21. The process of claim 20 wherein the source of silicone oil(s) (c) is, or includes, linear, branched or cyclic silicone oil possessing from 3 to 6 silicon atoms and at least one alkyl group of from 3 to 20 carbon atoms.

22. The process of claim 21 wherein the source of linear, branched or cyclic silicone oil(s) (c) is, or includes, at least one member selected from the group consisting of octamethylcyclotetrasiloxane, decamethylcyclopentasiloxane, dodecamethylcyclohexasiloxane, heptamethylhexyltrisiloxane, heptamethylheptyltrisiloxane, heptamethyloctyltrisiloxane, hexamethyldisiloxane, octamethyltrisiloxane, pentamethylhexyldisiloxane, decamethyltetrasiloxane, dodecamethylpentasiloxane and capryl methicone.

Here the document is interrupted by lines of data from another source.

PR #16091, opened 2026-05-10
Preserve CSS rules when saving from GrapesJS Edit Code dialog

GoodPHP:
| Related user documentation PR URL      | n/a
| Related developer documentation PR URL | n/a
| Issue(s) addressed                     | n/a — repro and explanation below

### The bug

In the GrapesJS page/email builder, styles applied via the right-side **Decorations** panel (e.g. background color on a cell) are silently dropped the moment the user opens **Edit Code** and clicks **Save** — even with no edits made.

### Root cause

GrapesJS keeps HTML (in `DomComponents`) and CSS rules (in `CssComposer`) as two separate stores. The Edit Code dialog only round-tripped the HTML side:

- **On open** — `ContentService.getEditorHtmlContent()` did emit `` `<style>${editor.getCss()}</style>` ``, but appended it *outside* `<body>`. The HTML5 parser then misplaced/stripped it, so the dialog effectively showed no `<style>` block to the user.
- **On save** — `updateCode()` called `setComponents(code)` which only loads HTML. The CSS rules in `CssComposer` were never reconciled with the dialog content, so any rule whose selector still happened to match was kept by chance, and the rest orphaned.

### The fix

Two changes in `plugins/GrapesJsBuilderBundle/Assets/library/js/codeMode/codeEditor.js`:

1. **`updateEditorContents()` — make CSS visible in the dialog.** A new helper `ensureStyleInHead()` removes any existing/stray `<style>` tags and injects exactly one `<style>` element inside `<head>` containing `editor.getCss({ avoidProtected: true })`. The user can now see and edit their CSS rules.
2. **`updateCode()` — explicitly round-trip CSS on save.** A new helper `splitHtmlAndStyles()` extracts the concatenated text content of every `<style>` tag in the input and returns the HTML with `<style>` tags stripped. The HTML is loaded via `setComponents()` and the CSS via `editor.setStyle()`. The `setStyle()` call is repeated after the MJML reinit step as a safety net (the reinit can prune `CssComposer` rules during the brief moment the canvas is empty).

Both helpers are static methods on `CodeEditor` and use the browser's built-in `DOMParser` — no new runtime dependencies. The bundled `dist/builder.js` was rebuilt with `npm run rebuild` (Parcel).

### Why no automated tests

The pure helpers are unit-testable, but the plugin (and Mautic as a whole) has no JS test infrastructure today. Adding `jest`/`jsdom` for two helpers felt out of scope for a bug fix; happy to add it in a follow-up if maintainers want it.

| Before | After |
| --- | --- |
| Background color set via right panel disappears after opening Edit Code → Save. Dialog shows no `<style>` block. | Dialog shows a `<style>` block in `<head>` listing all CSS rules. Save preserves all styles, and edits to the `<style>` block are applied back to the canvas. |

---

### 📋 Steps to test this PR:

1. Pull down the PR (or open in Codespaces) and start Mautic.
2. Go to **Components → Pages** (or Emails) and create a new one — pick the GrapesJS template/builder.
3. In the canvas, select any cell.
4. In the right panel under **Decorations**, set a background color (e.g. red).
5. Confirm the colored background is visible on the canvas.
6. Click the **Edit Code** button (`</>` icon in the toolbar).
7. **Verify:** inside `<head>` you now see a `<style>` block containing the rule (e.g. `#isp76 { background-color: #d55353; }`). On `5.2` without this PR there's no `<style>` block.
8. Click **Save** without changing anything.
9. **Verify:** the colored background is still visible on the canvas. On `5.2` without this PR it disappears.
10. Open Edit Code again, add a new rule inside the `<style>` block (e.g. `.my-blue { background-color: #335599; }`) and add `class="my-blue"` to a different cell. Click Save.
11. **Verify:** the new rule is applied to the targeted cell on the canvas.
12. Save the page, reload it, reopen — styles should persist.


plugins/GrapesJsBuilderBundle/Assets/library/js/codeMode/codeEditor.js
```diff
@@ -90,15 +90,27 @@ class CodeEditor {
...
+      this.editor.setComponents(cleanedHtml.trim());
+      if (css) {
+        this.editor.setStyle(css);
+      }
 
       // Reinitialize the content after parsing MJML.
       // This can be removed once the issue with self-closing tags is resolved in grapesjs-mjml.
       // See: https://github.com/GrapesJS/mjml/issues/149
       const parsedContent = MjmlService.getEditorMjmlContent(this.editor);
       this.editor.setComponents(parsedContent);
```
patrykgruszka: The styles are dropped during this call, which should be executed only for MJML content.

patrykgruszka (changes requested):
I think that the source of the style problems is the second `setComponents` call which is a fix for self-closing tags.

Perhaps the calling this conditionally would be enough to fix this issue:
```
      if (ContentService.isMjmlMode(this.editor)) {
        const parsedContent = MjmlService.getEditorMjmlContent(this.editor);
        this.editor.setComponents(parsedContent);
      }
```
In `plugins/GrapesJsBuilderBundle/Assets/library/js/codeMode/codeEditor.js:100`

patrykgruszka:
This [PR#15971](https://github.com/mautic/mautic/pull/15971) should be enough for the fix. Could you confirm that I didn’t miss anything?

PR #16117, opened 2026-05-14
Fix preference center duplicating DOCTYPE and wrapping entire page in form

### LINKED ISSUE #16102: Custom Preference page duplicates <!DOCTYPE and breaks many things
### Mautic Series

7.1.x series

### Mautic installed version

7.1.1

### Way of installing

### PHP version

8.3.6

Not relevant

### What happened?

When customizing a preference page, Mautic duplicates the <!DOCTYPE and other elements in order to add the fallback to the default preference page.
This breaks many customizations, because it breaks the root of the html. Any JS customizations, or even second forms (i.e. `{form=1}`) breaks the original form and most of other changes simply don't work anymore.

Step 1: Create a landing page and mark it as preference page
Step 2: Can use any theme or custom html with the following elements {segmentlist},{saveprefsbutton},{successmessage}, {form=1}
Step 3: visit the page and see the source code. You will find 2 <!DOCTYPE declarations and the none of the forms will work.

Besides that, because mautic surrounds the preference page with <form> {whatever we add via builder or theme}</form> it makes it impossible to add a form inside this page, for example to let the user configure something else or change another lead property like `website` or custom field.

### Relevant log output

```shell

```

### Code of Conduct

23. The process of claim 19 wherein the stable, substantially uniform mixture of (a), (b) and (c) contains from 10 to 99 weight percent silicone gel(s), from 0.5 to 50 weight percent boron nitride powder(s) and from 0.5 to 40 weight percent silicone fluid(s).

24. The process of claim 19 wherein the stable, substantially uniform mixture of (a), (b) and (c) contains from 30 to 80 weight percent silicone gel(s), from 5 to 30 weight percent boron nitride powder(s) and from 5 to 30 weight percent silicone fluid(s).

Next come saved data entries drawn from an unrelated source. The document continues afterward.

PR #16130, opened 2026-05-18
prevent page_hits with null data from being persisted to the db.

escopecz:
| Bug fix? (use the a.b branch)          | Yes
| Deprecations?                          |  -
| BC breaks? (use the c.x branch)        |  -
| Automated tests included?              |  Yes 
| Related user documentation PR URL      |  -

#### Description:
Page Hits with null values should not be logged.

#### Dev Note:
For prevent persisting records with null values we have added validation on page, redirects, pageUrl & pageTitle fields.
Also added flag (`validate_page_hit_required_data`) in hosted.php as **true** and PageBundle/Config/config.php as **false** for validating above fields so it will compatible with Community.

#### Steps to test this PR:
2. _We don't know the exact case from where records with null values are persisting in page_hit table._
3. So we can test page hit records are adding properly in to DB.

1. Page hit when queue is disabled.

[//]: # ( As applicable: )
1. PageHitValidator & process page hit


rahuld-dev (approved):
Thanks @escopecz

app/bundles/PageBundle/Model/PageModel.php
hluchas: `$hit->getId()` in the cookie set in `hitPage()` is always null now (Hit not yet persisted at that point). Pre-existing issue, not introduced here, but worth tracking.

```
Failed to dispatch a message to messenger. Handling "PageHitNotification" failed:
PageModel::processPageHit(): Argument #1 ($hit) must be of type Hit, null given,
called in MessengerBundle/MessageHandler/PageHitNotificationHandler.php:38
```

hluchas (approved):
Functional test covers only the happy path — worth adding a test that verifies no Hit is persisted when validation fails (the 2 missing lines in Codecov).
Up on you ;-)

app/bundles/PageBundle/Model/PageModel.php
escopecz: Fixed in https://github.com/mautic/mautic/pull/16130/commits/a1e2607eb2e82699f282ced24b212ef0eb6b6aa7

escopecz:
@hluchas I did some fixes that you pointed out. Can you please look at this once more?

aarohiprasad:
I verified that page hits are being added correctly into the db.
image
Thanks @escopecz!

aarohiprasad (approved):

aarohiprasad:
Re-requesting @hluchas for review.

PR #16134, opened 2026-05-19
Stabilizing a flaky test

escopecz:
## Summary
Stabilizes `WebhookControllerTest::testPayloadsAreSame` to remove intermittent failures seen in CI.

## Problem
The test was flaky for two independent reasons:

1. **Timestamp race in assertion**
   - The expected payload timestamp was generated in test setup, but the actual payload timestamp is generated when queue items are processed.
   - On second boundaries this could differ and fail the payload equality check.

2. **Brittle repository mock mapping**
   - The EntityManager mock only mapped a subset of repositories and used a strict repository call count.
   - If execution entered an alternate path and attempted to access the log repository, it could resolve to `null`, causing:
   - `Call to a member function getSuccessVsErrorStatusCodeRatio() on null`

## Changes
- Updated payload assertion to:
  - assert timestamp presence,
  - normalize expected timestamp to the runtime-generated timestamp,
  - compare the rest of payload structure/content exactly.
- Made EntityManager repository mocking resilient by:
  - adding mapping for the log repository (`Log::class`),
  - removing brittle strict call-count expectation on `getRepository()`.

## Why this is safe
- Scope is limited to unit test code only.
- No production behavior changed.
- Assertions remain strict for all payload fields except the intentionally dynamic timestamp value.

## Validation
Ran targeted test:

```bash
bin/phpunit app/bundles/WebhookBundle/Tests/Unit/Controller/WebhookControllerTest.php --filter testPayloadsAreSame
```

Result: `OK (2 tests, 44 assertions)`


matbcvo (approved):
Ran this test 100 times, which resulted in 0 failures, so it seems that this PR fixed the flaky test. The code changes look good to me. 👍

PR

```
Run 100
PHPUnit 10.5.63 by Sebastian Bergmann and contributors.

Runtime:       PHP 8.5.3
Configuration: /var/www/html/app/phpunit.xml.dist

using db prefix "test_"
..                                                                  2 / 2 (100%)

Time: 00:00.192, Memory: 10.00 MB

OK (2 tests, 44 assertions)
Failures: 0
```

7.x branch

```
Run 100
PHPUnit 10.5.63 by Sebastian Bergmann and contributors.

Runtime:       PHP 8.5.3
Configuration: /var/www/html/app/phpunit.xml.dist

using db prefix "test_"
..                                                                  2 / 2 (100%)

Time: 00:00.152, Memory: 10.00 MB

OK (2 tests, 40 assertions)
Failures: 18
```

PR #16177, opened 2026-05-28
Fix release packaging on missing media dirs and PHPStan baseline check on non-PR runs

patrykgruszka:
## Summary
  - Guard `scandir()` in `build/package_release.php` with an `is_dir()` check so the release packager skips missing media subdirs instead of failing.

25. The process of claim 19 wherein the stable, substantially uniform mixture of (a), (b) and (c) contains from 50 to 75 weight percent silicone gel(s) (a), from 10 to 25 weight percent boron nitride powder(s) (b) and from 10 to 20 weight percent silicone fluid(s) (c).

26. The process of claim 19 wherein at least some (a) is combined with at least some (b) to provide a pre-mix of (a) and (b), at least some (c) thereafter being combined with the pre-mix of (a) and (b), or at least some (b) is combined with at least some (c) to provide a pre-mix of (b) and (c), at least some (a) thereafter being combined with the premix of (b) and (c), or at least some (a) is combined with at least some (c) to provide a pre-mix of (a) and (c), at least some (b) thereafter being combined with the pre-mix of (a) and (c).

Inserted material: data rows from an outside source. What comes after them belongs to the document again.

PR #16183, opened 2026-05-29
Fixing restarting campaign after republish on every cron job

### LINKED ISSUE #16133: Campaign restarts and repeatedly sends initial email after stop/republish
### Mautic Series

7.1.x series

### Mautic installed version

7.1.1

### Way of installing

### PHP version

Unknown, to be confirmed by reporters

Not relevant

### What happened?

This issue was reported by **two community members** on the Mautic Forums - https://forum.mautic.org/t/campaign-never-finish/38207 - and I am filing this bug report on their behalf after reviewing the thread!

After stopping and republishing a campaign in Mautic 7.1.1, the campaign restarts from the beginning and sends the initial email repeatedly on every cron job invocation. This happens even when the global setting "Campaign Republish Behaviour" is set to "Restart on republish" and the campaign itself is set to "Use Global Settings" - meaning both values are effectively identical.

The expected behaviour is that the campaign resumes or restarts in a controlled manner, sending the initial email only once per contact entry, not on every cron run.

Two independent cases were reported:
- A fresh 7.1.1 installation with no plugins and newly created segments and campaigns (reported by @stemautic88)
- An upgrade from Mautic 7.0.2 to 7.1.1, same symptom observed after stopping and restarting a campaign (reported by @larsmattia)

The fact that both reporters resolved the issue by **cloning the campaign** - rather than adjusting any configuration - suggests a corrupted internal campaign state rather than a misconfiguration.

Notably, explicitly setting the republish behaviour at campaign level to Restart on republish (the same value already inherited from global settings) also stopped the loop in one of the cases, which points to the global setting inheritance not being read correctly at runtime.

1. Install/upgrade to Mautic 7.1.1
2. Ensure the global setting "Campaign Republish Behaviour" is set to Restart on republish (Admin > Configuration > Campaign Settings)
3. Create a campaign with at least one email send action as the first step, with the campaign-level republish behaviour set to Use Global Settings
4. Add a test contact to the campaign's entry segment
5. Start the campaign and run the cron jobs, confirm the initial email is sent once
6. Stop the campaign
7. Make a minor change (or no change) and republish the campaign
8. Run the cron jobs again
9. Observe: the initial email is sent again on every subsequent cron job invocation

**Workaround**: Cloning the campaign and starting the clone directly resolves the issue. Alternatively, explicitly setting the republish behaviour at the campaign level to Restart on republish (instead of inheriting from global settings) also appears to stop the loop, despite being the same value as the global setting.

### Relevant log output

```shell
No logs available at this time.
```

### Code of Conduct

<br /><hr>

escopecz:
| Issue(s) addressed                     | Fixes #16133

## Description

When a campaign has "Allow contacts to restart the campaign" disabled, contacts who naturally exit the campaign (e.g. via a segment move or a condition branch) were still being restarted and re-sent the first email on every subsequent cron run.

### Root cause

The `allowRestart` guard in `Adder::updateExistingMembership()` was checking only if a contact was manually removed, without distinguishing between:
- **Manually removed** contacts (no `dateLastExited`): Should allow manual re-add even when `allowRestart=false`
- **Naturally exited** contacts (`dateLastExited` set): Should NOT be auto re-added when `allowRestart=false`
- **Filter-removed** contacts (`dateLastExited` set): Should NOT be auto re-added when `allowRestart=false`

The original condition:
```php
if (!($wasRemoved && $isManualAction) && !$campaignMember->getCampaign()->allowRestart()) {
    throw;
}
```

Now the guard correctly allows **only one** exception when `allowRestart=false`:
- Manually removed contacts (identified by `wasRemoved=true` AND `dateLastExited=null`) being manually re-added (`isManualAction=true`)

All other re-entry scenarios are blocked:
- ✅ Natural exit + auto re-add → Blocked (**fixes issue #16133**)
- ✅ Filter removal + auto re-add → Blocked
- ✅ Manual removal + auto re-add → Blocked (second guard prevents this)
- ✅ Manual removal + manual re-add → Allowed (expected behavior)

### Why disabling "Allow contacts to restart" didn't help

The `allowRestart` flag was ineffective for naturally-exited contacts because the condition didn't check `dateLastExited`, so the flag was silently ignored for that path.

### Why the "Campaign Republish Behaviour" setting appeared to be related

The `restart_on_publish` republish behaviour (added in 2025) reschedules interval-based events when a campaign is republished. It has no direct connection to contact membership or rotation. However, users investigating the issue often noticed it because the repeated sends happened after a publish/unpublish cycle — which typically also triggers `campaigns:rebuild`. The republish cycle itself was a red herring; the real trigger was the rebuild re-adding naturally-exited contacts.

The workaround reported in the forum (clone campaign + set explicit republish behaviour) happened to work because cloning created fresh `campaign_leads` records, breaking the re-entry cycle for affected contacts — not because of the republish behaviour setting itself.

---
### 📋 Steps to test this PR:

> **Important:** The bug is triggered when an exited contact is re-added via an *explicit add* (UI, API, or a campaign action). Simply removing/re-adding a contact to the source segment and running `mautic:campaigns:rebuild` is **not** sufficient to reproduce the bug, because the rebuild query already excludes exited contacts when `allowRestart` is disabled. The bypass only happens when `isManualAction=true` (UI / API / campaign action), which the old guard treated as "allowed" even with `allowRestart=false`.

1. Open this PR on GitHub Codespaces or pull down for testing locally (see docs on testing PRs [here](https://contribute.mautic.org/contributing-to-mautic/tester)).
2. Create a segment "Test List" and add a contact to it.
3. Create a campaign:
   - Source: "Test List" segment
   - **"Allow contacts to restart the campaign"**: **disabled**
   - First step: an immediate "Send email" action
4. Run `bin/console mautic:campaigns:rebuild` — the contact joins the campaign.
5. Run `bin/console mautic:campaigns:trigger` — the email fires once. Verify one entry in the campaign event log at rotation 1.
6. Remove the contact from "Test List".
7. Run `bin/console mautic:campaigns:rebuild` — the contact is orphaned and exited from the campaign (`manually_removed=1`, `date_last_exited` is set in the `campaign_leads` table).
8. **Re-add the contact to the campaign using one of the following methods (this is what triggers the bug):**
   - **Via the UI:** Open the contact → go to the *Campaigns* tab → click "Add to campaign" and select this campaign.
   - **Via the API:** `POST /api/campaigns/{id}/contact/{contactId}/add`
   - **Via a campaign action (alternative setup):** Create a second campaign that targets the same contact and includes a "Change campaigns → Add to [Campaign A]" action. Run that campaign.
9. Run `bin/console mautic:campaigns:trigger` again.

**Expected (with fix):** The email is **not** sent again. The event log still shows only one entry for that contact at rotation 1.

**Before this fix:** Step 8 would silently re-add the contact (rotation increments to 2), and the email would fire again on step 9 — and on every subsequent trigger run if the contact kept being re-added.


promptless-for-oss:

Triggered by [PR #16183](https://github.com/mautic/mautic/pull/16183)

Clarifies the "Allow Contacts to restart the Campaign" setting documentation to explain that when disabled, contacts who exit the campaign - whether naturally through the workflow or by being removed from a source Segment - cannot restart even if they later re-qualify.

Review: [Clarify Allow Contacts to restart Campaign setting behavior](https://github.com/mautic/user-documentation/pull/733)

app/bundles/CampaignBundle/Tests/Executioner/Scheduler/EventSchedulerExtendTriggerDateFunctionalTest.php
```diff
@@ -168,4 +175,131 @@ public function testCampaignTriggerCommandWithPositiveSecondsSchedulesCorrectly(
         $this->assertGreaterThan($lowerBound, $updatedLog->getTriggerDate(), 'Event should be scheduled around 7 days from now');
         $this->assertLessThan($upperBound, $updatedLog->getTriggerDate(), 'Event should be scheduled around 7 days from now');
     }
+
+    public function testCampaignDoesNotResendImmediateEmailAfterContactExitsAndRejoinsWhenRestartIsDisabled(): void
```
hluchas: I'd go with separated functional test file.
Something like `CampaignMembershipFunctionalTest`

hluchas (approved):
Reproduced and this is fixing the bug.
TY!

app/bundles/CampaignBundle/Tests/Executioner/Scheduler/EventSchedulerExtendTriggerDateFunctionalTest.php
escopecz: The test moved in https://github.com/mautic/mautic/pull/16183/commits/8a4e22a69f1dd5b14fb5e890a593cc5f492abf00

patrykgruszka:
@escopecz I tried to reproduce the issue  on 7.1 branch using your instructions and from #16133 by @ricfreire , but the email action was triggered only once in both cases. Any ideas what I'm missing here?

escopecz:
@patrykgruszka try now. I updated the steps and also the tests to show the issue.

patrykgruszka (approved):
Works as described 👍

promptless-for-oss:

Triggered by [mautic/mautic PR #16183](https://github.com/mautic/mautic/pull/16183)

This documentation update clarifies the "Allow Contacts to restart the Campaign" setting behavior, explaining that when disabled, Contacts who exit the Campaign cannot restart even if they later re-qualify for the source Segment or Form.

Review: [Clarify campaign restart setting behavior](https://github.com/mautic/user-documentation/pull/733)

27. The stable boron nitride powder-containing silicone gel composition produced by the process of claim 19 and including at least one component introduced therein in step (b) of the process.

28. The stable boron nitride powder-containing silicone gel composition of claim 27 which is a personal care product.

29. The stable boron nitride powder-containing silicone gel composition produced by the process of claim 26 and including at least one component introduced therein in step (b) of the process.

30. The stable boron nitride powder-containing silicone gel composition of claim 29 which is a personal care product.